Every affected person should have an auto-injector. It must be replaced once a year, even if it has not been used. Auto-injectors are not free and are not always covered by insurance, public or private. Each one costs more than $100. Families affected by the economic crisis, who are often part of the middle class and are suffering the consequences of the Conservative budget, must pay at least $100 out of their pockets each year for medication that could save a life. That is a problem. Many families cannot afford it, but they still need to have one. If we had a universal drug plan, the problem would be solved.
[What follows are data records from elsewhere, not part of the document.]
PR #7278, opened 2023-09-12
ci: read-only token-permissions for all workflows

### LINKED ISSUE #7277: Set workflows to run with read-only permissions
/kind feature

Kubeflow's workflows are running with write-all permissions. This puts the project at risk of supply-chain attacks.

I took a look at all the workflows and none of them seem to require significant permissions.

There are two solutions:
- all the workflows can be set with read-only top-level permissions; and/or
- the default workflow token can be set to read-only

I'll send a PR setting top-level permissions for all workflows. If you also/instead want to change the default token:

1. Open the repo settings
2. Go to [Actions > General](https://github.com/kubeflow/kubeflow/settings/actions)
3. Under "Workflow permissions", set them to "Read repository contents and packages permissions"

My name is Pedro and I work with Google and the [Open Source Security Foundation (OpenSSF)](https://www.openssf.org/) to improve the supply-chain security of the open-source ecosystem.

pnacht:
Fixes kubeflow/notebooks#80.

This PR ensures all workflows run with read-only permissions.

From what I could tell, the `triage_issues.yml` workflow uses the secret PAT instead of the default workflow token, and as such doesn't require additional permissions.

### DIFF
--- a/.github/workflows/centraldb_angular_backend_test.yaml
+++ b/.github/workflows/centraldb_angular_backend_test.yaml
@@ -4,6 +4,9 @@ on:
     paths:
       - components/centraldashboard-angular/backend/**
 
+permissions:
+  contents: read
+
 jobs:
   run-backend-unittests:
     name: Unit tests
--- a/.github/workflows/centraldb_angular_docker_publish.yaml
+++ b/.github/workflows/centraldb_angular_docker_publish.yaml
@@ -8,6 +8,9 @@ on:
       - components/centraldashboard-angular/**
       - releasing/version/VERSION
 
+permissions:
+  contents: read
+
 env:
   DOCKER_USER: kubeflownotebookswg
   IMG: kubeflownotebookswg/centraldashboard-angular
--- a/.github/workflows/centraldb_angular_frontend_test.yaml
+++ b/.github/workflows/centraldb_angular_frontend_test.yaml
@@ -4,6 +4,9 @@ on:
     paths:
       - components/centraldashboard-angular/frontend/**
 
+permissions:
+  contents: read
+
 jobs:
   frontend-format-lint-check:
     name: Check code format and lint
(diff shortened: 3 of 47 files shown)


thesuperzapper:
@pnacht thanks for this!

We should confirm that the repo is not already set to use "read" permission by default, which would make this redundant.

/cc @kimwnasptd

pnacht:
Hey @thesuperzapper, sorry for the late reply.

Looking at your Action logs, we can see the workflows are running with write-all permissions: https://github.com/kubeflow/kubeflow/actions/runs/6500263891/job/17655300160#step:1:19

While setting default read-only tokens is certainly what I'd recommend, I'd suggest also adding these explicit permissions to the workflows for added transparency to your users.

pnacht:
Hey @thesuperzapper & @kimwnasptd, let me know if this is something you'd be interested in.

I'll happily handle the conflicts if so.

thesuperzapper:
@pnacht we could possibly do the other way around (change the repo to "read only" by default, and "inclusive" specify permissions that are needed beyond read in each job).

@james-jwu @zijianjoy can make the change, but we need to make the PR give appropriate permissions to each job first l.

@pnacht if you want to check which jobs need more than "read only", we can update the PR to give "write" access, and then update the repo settings.

pnacht:
Hey @thesuperzapper, I've just pushed a new commit that adds the minimal permissions needed for all workflows.

The only ones that need any `write` permission are the `example_notebook_servers_publish.yml` and `..._TEMPLATE.yml` workflows, which need `packages: write` to push to the GitHub Container Repository.

Everything else should work fine with read-only tokens.

I've still left all workflows declaring `permissions: contents: read` at the top-level. This will be "redundant" if you modify the default token to read-only, but is still useful to let users know the workflows are adequately permissioned. That being said, let me know if you'd rather I drop the top-level read-only permissions and leave that to the repo settings.

andreyvelich (commented):
/close

PR #7286, opened 2023-09-19
Release v1.8.0-rc.1

DnPlas:
Bump release version v1.8.0-rc.0 -> v1.8.0-rc.1

cc: @kimwnasptd

PR #7292, opened 2023-09-20
fix: pvcviewer tests

TobiasGoerke:
Changes filepaths on master caused the download of CRDs to fail. Instead, we now add the CRDs statically, to prevent issues like these.

See for more info:
https://github.com/kubeflow/kubeflow/pull/7286#issuecomment-1728151521


TobiasGoerke:
/assign kimwnasptd 

XXL-label due to statically added / regenerated CRDs

kimwnasptd:
Thank you for the prompt action @TobiasGoerke!

/lgtm
/approve

PR #7321, opened 2023-10-06
fix: set default GPU vendors list

### LINKED ISSUE #7273: GPU Vendor not available error
/kind bug

image
image
image

Recently, I have built a Kubeflow system with the GPU operator on the Rancher RKE1 cluster. 

Before building the current system, I have also used Kubeflow system with the GPU device plugin on the same cluster, and had no problem on using the Nvidia GPUs. 

However, now I cannot use the GPUs on the Kubeflow since I cannot select any GPU vendors. To be more precise, When I click on the GPU Vendor on creating notebooks, it does not show Nvidia/AMD option (no action at all) and then just keep saying "You must also specify the GPU Vendor for the assigned GPUs".

It is for sure that the GPU operator is working well since I can check the nvidia gpu labels on the nodes, and also I can make a pod using the nvidia docker image that outputs the nvidia-smi result successfully.

How can I solve the problem?

I don't know whether these affected the system or not (I also applied below settings on the GPU device plugin applied cluster but was able to use the GPUs without any problem)

1. Since I intended to use the system with the Nginx Proxy Manager, I changed APP_SECURE_COOKIES to false in web app and volume app
2. To let the LDAP users to have their own namespaces, I changed registration flow parameter in centraldashboard to true
3. Added LDAP options on the Dex configuration

**Environment:**

- Kubeflow version: (version number can be found at the bottom left corner of the Kubeflow dashboard): dev_local
- kfctl version: (use `kfctl version`): Used kustomize instead.
- Kubernetes platform: (e.g. `minikube`): Rancher RKE1
- Kubernetes version: (use `kubectl version`): 1.25.12
- OS (e.g. from `/etc/os-release`): Lubuntu 22.04 LTS

DnPlas:
The change introduced by kubeflow/kubeflow#6736 removed the default GPU vendors list, which causes an issue when trying to select a vendor from the dropdown menu if the vendors list is not configured.
This commit can be reverted if proper documentation is provided for users/distributions to configure the dropdown menu.

Fixes #7273 in v1.8-branch

cc: @kimwnasptd @thesuperzapper

### DIFF
--- a/components/crud-web-apps/jupyter/backend/apps/common/yaml/spawner_ui_config.yaml
+++ b/components/crud-web-apps/jupyter/backend/apps/common/yaml/spawner_ui_config.yaml
@@ -129,12 +129,11 @@ spawnerFormDefaults:
       # the list of available vendors in the dropdown
       #  `limitsKey` - what will be set as the actual limit
       #  `uiName` - what will be displayed in the dropdown UI
-      vendors: []
-      #vendors:
-      #  - limitsKey: "nvidia.com/gpu"
-      #    uiName: "NVIDIA"
-      #  - limitsKey: "amd.com/gpu"
-      #    uiName: "AMD"
+      vendors:
+        - limitsKey: "nvidia.com/gpu"
+          uiName: "NVIDIA"
+        - limitsKey: "amd.com/gpu"
+          uiName: "AMD"
 
       # the default value of the limit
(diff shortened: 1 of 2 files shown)


kimwnasptd:
Thanks @DnPlas! When you'll have the time can you also send this to master branch?

/lgtm
/approve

Access to our health care system and to primary care services also needs to be improved. Early diagnosis would prevent severe reactions. During an anaphylactic reaction, each minute, even each second, counts. However, that cannot happen because hundreds of thousands of Canadians, including thousands in my riding of Saint-Bruno—Saint-Hubert, do not have access to a family doctor. The same is true for emergency services.
Despite the inadequacies in our health care system, this government has decided to pull out of this sector. Instead of negotiating with the provinces and territories in order to determine how to make a drug plan work, this government has decided to unilaterally impose a funding formula on the provinces and territories and deprive them of $36 billion in federal health transfers. That was a Conservative promise.
Anaphylaxis is a very serious public health issue. I would like to thank the member for Niagara West—Glanbrook for having brought this debate forward. I hope that it will result in tangible help for Canadian families that have a member living with anaphylaxis.